年の瀬によせて

雑報 星の航海術

昨日、ヤマダ電機に行ったら4万円代だったシャープのテレビ「AQUOS」が1万7000円に引き下げられていたので買った。大晦日のガキの使いの特番が見たいのと、ロンドンハーツとタモリ倶楽部が普段見たいので思い切って買ってしまったのだ。

地上デジタル放送に移行するまでは、ワンセグの小さな画面で見ていたので、それ以来だから久方ぶりのテレビとなる。買って早々思ったが、年が明けたら誰かに譲りたい。(希望される人がいたらご連絡ください。サイズは19インチです)

少しばかりテレビの仕事に携わっていたから、「なぜこういうふうになるか」はわかる。「こういうふう」を適当な言葉で表すのは難しいけれど、テレビが構成している現実と現実の違いが不明瞭になる感覚で、これに浸されるとわりとダウナーな気分になる。

僕はメディア批判をしたいわけじゃない。メディア批判をすることも必要だが、批判した途端、その刃を自分に向けないと嘘になる。
なぜかというと、批判の言葉に“自分の気づいたこと”を預けてしまうと、途端に大雑把な考えが自分を捉まえにかかるから、自分が見ようとしていたことが見えなくなる。
そうして僕らはマトリックスの世界に入って、自分が何について見ようとしていたのか。何について語ろうとしていたのか忘れてしまう。
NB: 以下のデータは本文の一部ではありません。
PR #40632, opened 2026-08-12
fix(web): mount the quote-reply bubble story on a real composer (LUM-3232)

ashleeradka:
## TL;DR

`QuoteReplyBubble`'s touch-mobile dock positions itself by measuring the composer out of the document. Its story had no composer, so the dock rendered glued to the viewport bottom, and rendered that **identically whether the measurement worked or was entirely broken**. Both stories now mount in the real footer stack, and the shell the staged-quotes story already built is extracted so both import it instead of copying it.

Fixes LUM-3232.

## What was wrong

`QuoteReplyBubble` renders one of two things (`quote-reply-bubble.tsx:190-232`):

- **Desktop**: a Radix popover anchored to the selection rect.
- **Touch-mobile**: a portal docked full width above the composer, placed by `useComposerTopOffset` (`:52-84`), which queries `[data-slot="chat-composer"]` and sets `bottom: offset + 8px`.

The story mounted the bubble alone. `#storybook-root` held exactly one node, the popover anchor span. With no composer, `useComposerTopOffset` takes its early return at `:64`, the offset stays `0`, and the `ResizeObserver` that tracks composer resizes is never attached at all.

## Evidence

Measured against the rendered DOM, viewport 375x812 with touch emulation so the dock branch actually mounts (the toolbar's width-only viewport cannot reach it).

| | `data-slot` query | dock `style` | gap to composer top |
|---|---|---|---|
| Before | no composer in document | `bottom: 8px` | no composer to measure |
| After | resolves | `bottom: 108px` | **8px**, exactly `COMPOSER_DOCK_GAP_PX` |

Sensitivity checked rather than assumed: renaming `data-slot="chat-composer"` on the composer moves the dock back to `bottom: 8px` and it then **overlaps** the composer by 92px. Before this change that same break produced no visible difference at all. (Probe reverted; not in the diff.)

The `StagedQuotesStrip` refactor is structural only. Its rendered DOM was captured before and after and is identical: same class strings and same x/y/w/h at every node, composer at `240,666.5 800x84` in both.

## Before / after for a reviewer

| | Before | After |
|---|---|---|
| Desktop story | Card floating on an empty canvas | Card over a real chat page with the real composer below it |
| Mobile dock | Stuck to the bottom of the window, a position the app never produces | Sits 8px above the real composer, as it does in the app |
| Renaming the composer's `data-slot` | Story looks unchanged | Dock visibly collides with the composer |
| Staged-quotes story | Built its own footer shell inline | Imports the shared one; renders identically |
| Story seeding | `setState`, reaching past the store | `openReplyBubble`, the store's own write path |
| Quoted text | Hardcoded per story | An `arg`, editable from Controls |

## Why it is safe

No production code changed. The diff is two story files and one new story-only fixture module; nothing outside `*.stories.tsx` imports `chat-footer-fixtures.tsx`. `ChatColumn` and `ChatComposer` are imported rather than mirrored, so the column's insets and the composer's height keep reaching these stories on their own. Typecheck, lint and Prettier pass on the touched files.

## Deferred, and why

**The desktop popover still takes a stand-in `anchorRect`** rather than deriving one from a real selection. Doing it properly means mounting `TranscriptMessageBody` (the only component carrying the `data-message-id` + `data-message-role` contract that `resolveAssistantSelection` keys on) and driving a real `window.getSelection()`, which pulls in a `DisplayMessage` fixture and five Zustand stores. Hand-drawing a paragraph instead would be exactly the invented scenery LUM-3193 just removed from the neighbouring story, so the value is named as a stand-in in the source rather than faked. Separable piece of work, worth its own ticket.

**The touch branch is still unreachable from the viewport toolbar**, which sets width but not `pointer: coarse`. That is LUM-3179. Module-mocking the touch signal was considered and rejected on the merits, not on scope: the component pairs a JS branch with `touch-mobile:` CSS variants keyed on the same media query, so mocking only the JS half would render a hybrid that is wrong in a new way.

---

<a href="https://app.devin.ai/review/vellum-ai/vellum-assistant/pull/40632" target="_blank">
  <picture>
    Open in Devin Review
  </picture>
</a>

### DIFF
--- a/clients/web/src/domains/chat/components/chat-footer-fixtures.tsx
+++ b/clients/web/src/domains/chat/components/chat-footer-fixtures.tsx
@@ -1,0 +1,72 @@
+/**
+ * The chat footer as `chat-body` builds it, for the stories whose subject has
+ * a contract against the composer rather than against itself.
+ *
+ * Two do. `StagedQuotesStrip` sits directly on the composer, so its `mb-2` is
+ * a gap to a real element or it is a gap to nothing. `QuoteReplyBubble`'s
+ * touch-mobile dock positions itself by measuring `[data-slot="chat-composer"]`
+ * out of the document (`quote-reply-bubble.tsx:52-84`), so with no composer
+ * mounted it falls back to `bottom: 8px`: glued to the viewport, a position
+ * the app never produces, and rendered identically whether the measurement
+ * works or is broken.
+ *
+ * `ChatColumn` and `ChatComposer` are imported rather than mirrored, so the
+ * column's widths and insets and the composer's height reach these stories on
+ * their own. The one thing reproduced here is the arrangement: `chat-body.tsx`
+ * stacks the footer slots above `{composerSlot}` inside a `ChatColumn` with
+ * `pt-1 pb-2 sm:pb-0`, at the bottom of the chat body.
+ */
+
+import { useRef, type ReactNode } from "react";
+
+import { ChatColumn } from "@/domains/chat/components/chat-column";
+import { ChatComposer } from "@/domains/chat/components/chat-composer/chat-composer";
+
+/**
+ * The composer the footer stack actually sits on. Every prop it requires is an
+ * input the orchestrator hands down, so the real component mounts on
+ * story-supplied callbacks; nothing here stands in for a value the app
+ * derives.
+ */
+function StoryChatComposer() {
+  const inputRef = useRef<HTMLTextAreaElement | null>(null);
+  return (
+    <ChatComposer
+      placeholder="What would you like to do?"
+      onSubmit={(event) => event.preventDefault()}
+      inputRef={inputRef}
+      typingDisabled={false}
+      sendDisabled={false}
+      onAddAttachmentFiles={() => {}}
+      onStopGenerating={() => {}}
+      isAssistantBusy={false}
+      assistantId={null}
+    />
+  );
+}
+
+interface ChatFooterShellProps {
+  /**
+   * Stacked above the composer, inside the column, where `chat-body` puts the
+   * footer slots.
+   */
+  children?: ReactNode;
+  /**
+   * Story harness controls. Rendered below the column and outside it, so a
+   * control the app does not ship cannot be mistaken for part of the footer.
+   */
+  harness?: ReactNode;
+}
+
+/** The bottom-anchored chat page: the footer column, on a real composer. */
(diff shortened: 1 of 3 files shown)


ashleeradka:
Moved to draft. Asked whether there is a higher-level fix here, and there is: **LUM-3237**.

This PR treats "the story has no composer" as the problem. The actual problem is that the composer's rect is an implicit global. Three features locate it with `document.querySelector('[data-slot="chat-composer"]')` and each re-derive its geometry with a different lifecycle, and they disagree about how:

- `useComposerTopOffset` (this bubble) captures the node once and subscribes to `ResizeObserver` + `visualViewport` + `window` events.
- `composer-peek.tsx` deliberately re-queries on every measure and tracks per frame, with a comment at `:152-155` explaining that a captured reference goes stale across composer remounts, and at `:196-200` that the composer moves "without firing any event we could subscribe to".

`composer-peek` is describing, in another file, why this bubble's approach does not work. That makes two latent defects in the dock (stale detached node after a remount, missed movement on reflow) that no story change addresses.

Under the real fix the composer publishes its rect once, `useComposerTopOffset` deletes, and this story's problem dissolves: the bubble reads a context value and a story supplies it as an input, so no fixture reconstructing the chat footer is needed for it at all.

Which means `ChatFooterShell`, as used by the quote-reply story here, is a shared helper that exists to make a global `querySelector` succeed. That paves the road for the pattern we want gone.

The `StagedQuotesStrip` half of this PR is independent and stands either way: that strip's `mb-2` is real adjacency to a real sibling, not a global-lookup problem.

Suggested disposition, for the author to pick:

- **(a)** Close this, do LUM-3237, let the staged-quotes shell extraction ride along with it.
- **(b)** Reduce this to only the staged-quotes extraction (DOM-identical, low risk, independently good) and let LUM-3237 rewrite the quote-reply story properly.

Leaning (a) — the staged-quotes part is ~20 lines and there is no urgency to bank it separately.

ashleeradka:
Closing unmerged. Superseded by LUM-3237, which deletes the seam this PR worked around: the composer publishes its rect, `useComposerTopOffset` deletes, and the quote-reply story then needs no footer reconstruction at all. LUM-3232 cancelled as a duplicate.

The one piece worth carrying forward is the `StagedQuotesStrip` shell extraction, which is independent of the global-lookup problem. It will be redone as part of LUM-3237.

テレビ番組が―それがバラエティだろうが報道だろうが―セッティングしようとする現実はメディアが一方的に僕らに信じさせようとしているのではなく、明らかに僕らの無意識の照り返しを受けている。

そう思うのは、何を見て、何を語ろうとしていたのか。不分明になる光景をこの一年たくさん見てきたからだ。たとえば脱原発運動に、外交問題に生活保護問題に時事ネタに。

誰とはわからない相手に礫を投げることに楽しみを覚えても、自分がぶれているから自分の見ているものもぶれて見える。そうして自分自身を打擲し始めることに自覚もないまま、自分を打ち据える。あらゆるところにこの傾向がはびこっている。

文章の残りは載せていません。